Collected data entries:
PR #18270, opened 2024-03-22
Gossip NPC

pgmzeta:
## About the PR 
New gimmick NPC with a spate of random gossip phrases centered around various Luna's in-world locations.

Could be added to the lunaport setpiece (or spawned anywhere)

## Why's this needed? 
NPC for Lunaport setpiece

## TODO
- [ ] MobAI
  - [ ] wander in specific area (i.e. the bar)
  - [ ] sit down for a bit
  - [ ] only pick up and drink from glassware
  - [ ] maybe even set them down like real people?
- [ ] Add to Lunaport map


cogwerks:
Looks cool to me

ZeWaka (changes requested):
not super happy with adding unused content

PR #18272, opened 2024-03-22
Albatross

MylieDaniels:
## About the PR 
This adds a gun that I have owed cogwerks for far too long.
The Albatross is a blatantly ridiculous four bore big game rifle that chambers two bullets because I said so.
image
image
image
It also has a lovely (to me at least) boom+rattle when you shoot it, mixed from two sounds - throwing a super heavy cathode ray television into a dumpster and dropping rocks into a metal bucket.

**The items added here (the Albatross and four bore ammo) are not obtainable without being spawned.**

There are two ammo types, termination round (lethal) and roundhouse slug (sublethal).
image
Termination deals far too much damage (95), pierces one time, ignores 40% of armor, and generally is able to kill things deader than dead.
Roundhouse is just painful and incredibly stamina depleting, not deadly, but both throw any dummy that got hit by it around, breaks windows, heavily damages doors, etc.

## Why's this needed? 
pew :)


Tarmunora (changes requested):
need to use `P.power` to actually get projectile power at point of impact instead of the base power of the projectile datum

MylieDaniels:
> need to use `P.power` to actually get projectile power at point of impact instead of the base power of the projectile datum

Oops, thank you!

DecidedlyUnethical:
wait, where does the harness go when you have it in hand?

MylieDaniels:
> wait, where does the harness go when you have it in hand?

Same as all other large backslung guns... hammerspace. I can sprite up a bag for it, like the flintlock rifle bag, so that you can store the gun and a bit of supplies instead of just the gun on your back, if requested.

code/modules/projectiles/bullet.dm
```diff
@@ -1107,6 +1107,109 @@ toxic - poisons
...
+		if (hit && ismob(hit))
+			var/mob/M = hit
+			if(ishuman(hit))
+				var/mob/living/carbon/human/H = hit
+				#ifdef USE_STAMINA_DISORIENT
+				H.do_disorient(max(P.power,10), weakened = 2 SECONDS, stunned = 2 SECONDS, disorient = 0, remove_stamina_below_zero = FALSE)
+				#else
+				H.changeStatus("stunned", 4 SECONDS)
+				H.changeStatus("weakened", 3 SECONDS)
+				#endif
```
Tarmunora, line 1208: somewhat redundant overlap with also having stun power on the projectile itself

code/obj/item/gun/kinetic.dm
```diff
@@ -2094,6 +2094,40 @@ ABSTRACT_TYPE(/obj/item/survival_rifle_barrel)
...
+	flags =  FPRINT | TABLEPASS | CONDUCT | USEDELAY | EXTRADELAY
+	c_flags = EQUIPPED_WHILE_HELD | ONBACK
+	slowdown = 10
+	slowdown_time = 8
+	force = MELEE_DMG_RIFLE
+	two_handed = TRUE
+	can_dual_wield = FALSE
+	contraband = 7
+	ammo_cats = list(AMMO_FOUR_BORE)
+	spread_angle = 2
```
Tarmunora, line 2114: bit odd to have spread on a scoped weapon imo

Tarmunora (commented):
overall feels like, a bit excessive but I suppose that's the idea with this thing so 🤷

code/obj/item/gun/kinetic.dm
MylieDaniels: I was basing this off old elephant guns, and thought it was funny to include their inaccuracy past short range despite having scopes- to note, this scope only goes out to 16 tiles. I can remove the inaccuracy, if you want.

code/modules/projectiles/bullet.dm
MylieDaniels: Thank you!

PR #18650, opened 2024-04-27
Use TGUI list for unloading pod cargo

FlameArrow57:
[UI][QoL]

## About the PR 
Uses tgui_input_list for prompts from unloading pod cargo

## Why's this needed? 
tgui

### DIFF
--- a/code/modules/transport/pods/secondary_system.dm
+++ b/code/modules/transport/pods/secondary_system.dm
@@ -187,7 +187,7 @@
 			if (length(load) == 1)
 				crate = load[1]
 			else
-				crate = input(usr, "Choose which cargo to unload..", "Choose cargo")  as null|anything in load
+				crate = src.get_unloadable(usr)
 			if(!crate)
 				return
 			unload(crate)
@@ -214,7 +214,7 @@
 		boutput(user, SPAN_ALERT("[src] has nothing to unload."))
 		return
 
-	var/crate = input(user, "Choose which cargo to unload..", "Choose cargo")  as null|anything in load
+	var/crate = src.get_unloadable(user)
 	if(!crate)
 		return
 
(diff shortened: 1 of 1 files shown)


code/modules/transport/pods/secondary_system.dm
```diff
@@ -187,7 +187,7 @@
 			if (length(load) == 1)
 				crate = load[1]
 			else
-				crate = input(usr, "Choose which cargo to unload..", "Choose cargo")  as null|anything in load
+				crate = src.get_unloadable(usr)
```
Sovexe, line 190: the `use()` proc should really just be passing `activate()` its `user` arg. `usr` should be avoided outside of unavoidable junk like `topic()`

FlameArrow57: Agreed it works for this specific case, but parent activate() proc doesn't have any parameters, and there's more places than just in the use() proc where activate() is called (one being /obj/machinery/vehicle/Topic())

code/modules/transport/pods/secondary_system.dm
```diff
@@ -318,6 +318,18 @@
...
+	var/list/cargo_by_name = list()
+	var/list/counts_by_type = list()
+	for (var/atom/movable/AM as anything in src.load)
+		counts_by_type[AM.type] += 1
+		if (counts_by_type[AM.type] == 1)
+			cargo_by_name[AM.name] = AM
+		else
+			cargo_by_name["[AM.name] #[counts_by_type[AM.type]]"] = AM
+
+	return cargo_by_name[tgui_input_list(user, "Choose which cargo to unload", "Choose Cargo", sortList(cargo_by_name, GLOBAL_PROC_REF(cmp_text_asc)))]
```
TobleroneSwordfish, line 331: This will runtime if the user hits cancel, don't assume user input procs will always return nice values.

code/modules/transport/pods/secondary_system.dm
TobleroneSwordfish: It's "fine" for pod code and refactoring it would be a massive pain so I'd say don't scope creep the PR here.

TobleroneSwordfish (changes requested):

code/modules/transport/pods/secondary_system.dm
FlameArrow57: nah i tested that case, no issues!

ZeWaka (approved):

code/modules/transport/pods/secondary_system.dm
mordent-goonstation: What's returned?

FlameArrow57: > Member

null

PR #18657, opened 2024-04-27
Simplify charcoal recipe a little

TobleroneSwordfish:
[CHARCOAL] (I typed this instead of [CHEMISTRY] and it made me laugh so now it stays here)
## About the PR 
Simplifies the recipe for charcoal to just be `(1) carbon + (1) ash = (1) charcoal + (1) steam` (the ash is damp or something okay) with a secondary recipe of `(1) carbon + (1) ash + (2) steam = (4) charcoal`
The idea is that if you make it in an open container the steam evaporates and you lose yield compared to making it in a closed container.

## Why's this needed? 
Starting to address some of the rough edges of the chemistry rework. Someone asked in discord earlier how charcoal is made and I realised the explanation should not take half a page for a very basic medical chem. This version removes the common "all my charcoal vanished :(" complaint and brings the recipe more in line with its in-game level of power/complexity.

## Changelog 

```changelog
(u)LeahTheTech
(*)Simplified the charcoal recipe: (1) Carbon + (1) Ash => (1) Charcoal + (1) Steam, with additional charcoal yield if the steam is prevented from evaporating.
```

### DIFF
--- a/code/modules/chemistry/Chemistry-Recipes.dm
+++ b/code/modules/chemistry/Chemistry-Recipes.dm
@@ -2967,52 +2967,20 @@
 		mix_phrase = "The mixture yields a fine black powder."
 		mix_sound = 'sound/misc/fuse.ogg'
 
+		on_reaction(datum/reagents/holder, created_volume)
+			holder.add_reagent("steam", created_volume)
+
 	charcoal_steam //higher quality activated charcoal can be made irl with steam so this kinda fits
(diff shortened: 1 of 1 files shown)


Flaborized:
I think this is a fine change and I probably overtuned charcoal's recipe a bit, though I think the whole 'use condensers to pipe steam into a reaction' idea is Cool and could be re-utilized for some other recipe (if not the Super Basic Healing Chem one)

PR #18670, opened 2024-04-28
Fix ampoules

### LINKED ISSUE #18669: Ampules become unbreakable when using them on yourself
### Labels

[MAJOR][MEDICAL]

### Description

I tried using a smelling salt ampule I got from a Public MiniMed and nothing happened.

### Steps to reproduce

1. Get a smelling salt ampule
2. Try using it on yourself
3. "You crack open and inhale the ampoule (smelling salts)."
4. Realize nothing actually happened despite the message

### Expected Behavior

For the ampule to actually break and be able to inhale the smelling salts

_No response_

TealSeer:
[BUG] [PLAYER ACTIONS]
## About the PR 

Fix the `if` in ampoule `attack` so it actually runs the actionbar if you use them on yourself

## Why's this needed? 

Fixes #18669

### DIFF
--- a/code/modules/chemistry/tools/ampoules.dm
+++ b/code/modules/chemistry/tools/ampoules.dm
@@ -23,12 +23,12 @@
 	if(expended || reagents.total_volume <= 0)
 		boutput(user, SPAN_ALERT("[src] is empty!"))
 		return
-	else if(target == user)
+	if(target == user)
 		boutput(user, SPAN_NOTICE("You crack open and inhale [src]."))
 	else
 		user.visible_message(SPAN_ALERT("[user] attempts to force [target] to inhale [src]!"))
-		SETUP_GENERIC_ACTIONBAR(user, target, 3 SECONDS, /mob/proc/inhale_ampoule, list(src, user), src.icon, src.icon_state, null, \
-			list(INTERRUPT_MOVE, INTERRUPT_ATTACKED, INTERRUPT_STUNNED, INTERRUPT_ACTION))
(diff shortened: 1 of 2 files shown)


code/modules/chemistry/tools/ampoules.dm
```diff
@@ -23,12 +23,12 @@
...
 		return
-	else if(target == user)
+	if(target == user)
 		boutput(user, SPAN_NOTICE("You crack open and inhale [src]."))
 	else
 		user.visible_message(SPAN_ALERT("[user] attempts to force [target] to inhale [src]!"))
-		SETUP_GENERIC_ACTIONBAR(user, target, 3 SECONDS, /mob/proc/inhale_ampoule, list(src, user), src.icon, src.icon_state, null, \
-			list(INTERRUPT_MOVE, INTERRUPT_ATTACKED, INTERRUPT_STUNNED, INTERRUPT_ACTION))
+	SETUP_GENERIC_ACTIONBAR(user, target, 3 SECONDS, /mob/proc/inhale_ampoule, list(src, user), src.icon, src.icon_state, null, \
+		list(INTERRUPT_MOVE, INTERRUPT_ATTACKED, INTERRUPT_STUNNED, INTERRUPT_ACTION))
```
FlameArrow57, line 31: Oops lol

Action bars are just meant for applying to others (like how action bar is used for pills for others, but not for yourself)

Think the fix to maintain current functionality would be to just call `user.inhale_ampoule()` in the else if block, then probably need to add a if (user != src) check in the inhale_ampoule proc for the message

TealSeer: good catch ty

What needs to be done:
Every line above that holds the word "impact" should be copied out.

Answer space:
need to use `P.power` to actually get projectile power at point of impact instead of the base power of the projectile datum
> need to use `P.power` to actually get projectile power at point of impact instead of the base power of the projectile datum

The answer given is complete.